At least three visitors per week
The alarm bell is sounded by Kivala. This young start-up from Proptech (term designating the transformation of the French real estate sector thanks to new technologies) was founded barely a year ago, in Boulogne-Billancourt (Hauts-de-Seine). At the beginning of November 2024, during the 2024 Co-ownership and Habitat Exhibition in Paris, it won the Grand Prix de la Copro, awarded by the Minister of Housing, Valérie Létard, for its innovative and connected property management solution. access to buildings (read box).
Personalized access codes
More precisely, Kivala offers “a personalized access code system for different visitors”, we are told. It includes a touch panel installed at the entrance to the building and a mobile application with several options: validation of remote door opening, video, instant creation of a personalized code of variable duration, consultation of visitor entries , deletion of users…
The installed intercom panel is offered at a price of 1300 euros excluding tax. It is sold with a subscription of 2 euros per month per apartment (access to the access code management application), we are told.
On this occasion, Kivala decided to present to the general public, and no longer just to real estate professionals, the results of a investigation* conducted with 1,103 residents on the question of using the access code of their building. Main lessons:
- 65% of French people consider the classic access code to be ineffective against intrusions
- 69% of French people do not feel protected at all with a traditional access code
- 74% of women feel afraid when a stranger rings their doorbell
We therefore also learn that, on average, an apartment registers three visitors per week (whether it is delivery man, worker, nurse…). Thus, for an average building of 20 housing units, this represents more than 3,000 external visitors each year, who have the access code of a building. Suffice to say that the risks incurred by this lack of security are enormous.
One in two buildings without a code
The survey highlights the fact that the presence of an access code at the entrance to a building is not as widespread as one might believe. If more than 96% of Parisian buildings are equipped with it (source Insee 2019), only very large cities approach this ratio, which drops considerably in small towns.

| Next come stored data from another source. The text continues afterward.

PR #1114, opened 2019-04-02
refactor(flux): move Compile functions to lang package and make them return flux.Program

### LINKED ISSUE #1111: [pvt-spec] Resolve cyclic dependency flux -> lang
TableObject can now be compiled into a `flux.Program` using a dedicated compiler in package `lang` (see #1110).

Package `flux` (`/compile.go`) contains a function for compiling an AST into a `flux.Spec`, that uses the `ToSpec` method to generate a spec using TableObjects: https://github.com/influxdata/flux/blob/e31c1d96e08b5fbf506684488284d0c427d29c02/compile.go#L57

That function should return a `flux.Program instead` and take leverage of the `TableObjectCompiler` (in `lang`) to compile root TableObjects and return results.

However it is impossible to do so, because `lang` depends on `flux` and the compiler lies in `lang`.

Should `lang` be merged into `flux`?

This is part of #1085

affo:
Depends on #1110 

Closes #1111 

This PR moves Compile functions in `flux` to `lang`.

This solves:
 - the cyclic dependency issue between the packages, because `flux` doesn't need to produce a Spec from TableObjects, but only `lang` does.
 - `/compile.go` doesn't contain any reference to Spec anymore.

The result is that, from `flux`, one can `Parse` a string into an AST and `Eval` it, and knows that `Compiler`s exist (objects that produce `Program`s).

In `lang` we have various compilers that still relies on the Spec to carry out their job.

Problems:
 - the plan is hidden in the compilation step and so it not testable, thus commenting out some tests.
 - the Spec is no more inspectable, so every test for new queries fail.

### Done checklist
- [ ] docs/SPEC.md updated
- [ ] Test cases written


lang/compiler.go
```diff
@@ -36,26 +42,111 @@ func AddCompilerMappings(mappings flux.CompilerMappings) error {
...
+	return func(o *options) {
+		o.lopts = lopts
+	}
+}
+
+func WithPhysicalPlanningOptions(popts ...plan.PhysicalOption) Option {
+	return func(o *options) {
+		o.popts = popts
+	}
+}
```
affo: Should we set planning rules (options) at this level?
This is unused for now.

lang/compiler.go
```diff
@@ -64,12 +155,16 @@ func (c FluxCompiler) CompilerType() flux.CompilerType {
...
-	Spec *flux.Spec `json:"spec"`
+	Spec  *flux.Spec `json:"spec"`
+	lopts []plan.LogicalOption
+	popts []plan.PhysicalOption
 }
 
 func (c SpecCompiler) Compile(ctx context.Context) (flux.Program, error) {
-	planner := plan.PlannerBuilder{}.Build()
-	ps, err := planner.Plan(c.Spec)
+	planner := plan.PlannerBuilder{}
```
wolffcm: nit, the variable being assigned here is not a `Planner`, but a `PlannerBuilder`.  Maybe rename it to `pb`?

lang/compiler.go
```diff
@@ -118,6 +201,133 @@ func (c *ASTCompiler) PrependFile(file *ast.File) {
...
+	buildSpec(c.Tables, ider, spec, visited)
+
+	specCompiler := &SpecCompiler{
+		Spec: spec,
+	}
+	return specCompiler.Compile(ctx)
+}
+
+func (*TableObjectCompiler) CompilerType() flux.CompilerType {
+	panic("TableObjectCompiler is not associated with a CompilerType")
```
wolffcm: This method is needed when a `Compiler` is sent over the network, so the receiving end knows how to deserialize it from JSON.  For a REPL in `influxdb` of `idpe`, seems like we'll want to be able to serialize `TableObjectCompiler`?  It's unclear to me how this will work.

plan/logical_test.go
```diff
@@ -1,5 +1,8 @@
 package plan_test
 
+// TODO(affo): what to do now that compilation produces a Program?
+//  Should the logical and physical plans be accessible?
+/*
```
wolffcm: I don't want to lose these tests. I have an example of how I did similar testing:
https://github.com/influxdata/flux/blob/55fb97f40907408a3e2ccaf2f3d2c0e11a10c2f0/lang/compiler_test.go#L20

You can access the plan in the `lang.Program`'s `Spec` member.  I think you'll want to do something similar here.

querytest/compile.go
```diff
@@ -33,8 +34,12 @@ var opts = append(
 func NewQueryTestHelper(t *testing.T, tc NewQueryTestCase) {
 	t.Helper()
 
+	// TODO(affo): understand what to do with new queries tests, given that the Spec
+	//  will not be inspectable.
```
wolffcm: We can look at the `plan.Spec`, right?

lang/compiler.go
affo: I think we discussed about this yesterday. Is it ok if I leave like this for now, and when we decide how to serialize TableObjects we change this bit?

wolffcm: I think it's fine for now.

It's unclear to me how having a `TableObjectCompiler` works with the changes that @jsternberg has in mind for the interpreter.  Jonathan, do you want to have a look at these changes?

affo:
__UPDATE__

@wolffcm The planning is now controllable by means of CompilerOptions and it can be stopped at some stages for testing.

Tests use this feature to inspect the plan.Spec at different planning Phases.

affo:
> Don't merge the `flux` binary!!

Aaaaargh! Removed! Victim of `add -A`

plan/physical.go
```diff
@@ -127,6 +127,9 @@ func WithDefaultMemoryLimit(memBytes int64) PhysicalOption {
 func OnlyPhysicalRules(rules ...Rule) PhysicalOption {
 	return physicalOption(func(pp *physicalPlanner) {
 		pp.clearRules()
+		// Always add physicalConverterRule. It doesn't change the plan but only convert nodes to physical.
+		// This is required for some pieces to work on the physical plan (e.g. SetTriggerSpec).
+		pp.addRules(physicalConverterRule{})
```
affo: I am sorry, I haven't seen that those changes remained the same from my previous push.
I added them because of how i managed tests before. @wolffcm do you want me to keep them?

plan/plantest/cmp.go
```diff
@@ -6,11 +6,25 @@ import (
...
+var CmpOptions = append(
+	semantictest.CmpOptions,
+	cmp.AllowUnexported(flux.Spec{}),
+	cmp.AllowUnexported(universe.JoinOpSpec{}),
+	cmpopts.IgnoreUnexported(flux.Spec{}),
+	cmpopts.IgnoreUnexported(universe.JoinOpSpec{}),
+	cmp.AllowUnexported(kafka.ToKafkaProcedureSpec{}),
+	cmpopts.IgnoreUnexported(kafka.ToKafkaProcedureSpec{}),
+)
+
```
affo: The same here

plan/physical.go
affo: This one seems pretty logical, because `physicalConverterRule` can't be added manually once removed.

plan/plantest/cmp.go
affo: Created a PR for it to merge to master #1139 

I am sorry for the mess 😅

Across the country, only 51% of French people living in an apartment will have an access code in 2024 (compared to 46% in 2019, source Insee ONDRP-SSMSI). The other half (49%) has access via intercom, which is often outdated and has few features.
“Today, traditional and permanent access codes clearly no longer meet the needs of residents,” says Kivala, whose solution is slowly, but surely, making headway. Currently, 80 Parisian buildings are equipped with it.
*Survey carried out online from March 13 to 20, 2024 among 1,103 people representative of the French national population aged 18 and over, living in an apartment or building. The responses were then compiled and weighted according to pre-established quotas aimed at ensuring representativeness of the targeted population. All weightings are based on administrative data and data collected by INSEE.